Alice Munro y el arte de enumerar. Cada vez que se enumera se rastrean vestigios de una vida. Se puede escapar de todo, pero inevitablemente siempre se vuelve la mirada hacia algún objeto dejado en el camino. Esta es una de las marcas estilísticas de Munro, sugerirnos a partir de los objetos, cómo se arma y desarma un mundo y cómo algunos guardan y otros simplemente se deshacen de las cajas, en containers oxidados, en cavas mohosas o en fantasmagóricas oficinas de correo:

«Sus píldoras, sus enseres de afeitarse, las latas sin abrir de tónicos que lo sostuvieron tanto tiempo como fue posible, los paquetes de galletas de sésamo que una vez comiera a docenas, los frascos de plástico llenos de una loción que le aliviaba el dolor de espalda, las pieles de cordero donde yacía… Todo eso fue a parar a bolsas de plástico arrastradas afuera como la basura, sin que Carla cuestionara nada.»

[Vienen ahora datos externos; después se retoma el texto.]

PR #1036, opened 2021-11-24
feat: add fetch protocol

stbrody:


src/identify/message.d.ts
```diff
@@ -34,25 +34,40 @@ export class Identify implements IIdentify {
     constructor(p?: IIdentify);
```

Después de ese primer libro, Escapadas, leído al vuelo, Alice Munro se me embolató un poco por la sobredosis de Bolaño en la que vivía inmerso. Recuerdo que unos días antes de conocer a Munro había leído el cuento «Tres rosas amarillas» de Raymond Carver y por eso me sorprendió leer que Munro era la Chejov de América del Norte, pues había sido contundente el impacto de ese cuento de Carver, homenaje profundo a Chejov en su última noche. Me parecía un calificativo que solo le cabía a Carver, uno de los dos mejores cuentistas del siglo según Bolaño…¡el otro era Chejov! Y, aún así, esa idea me quedó rondando…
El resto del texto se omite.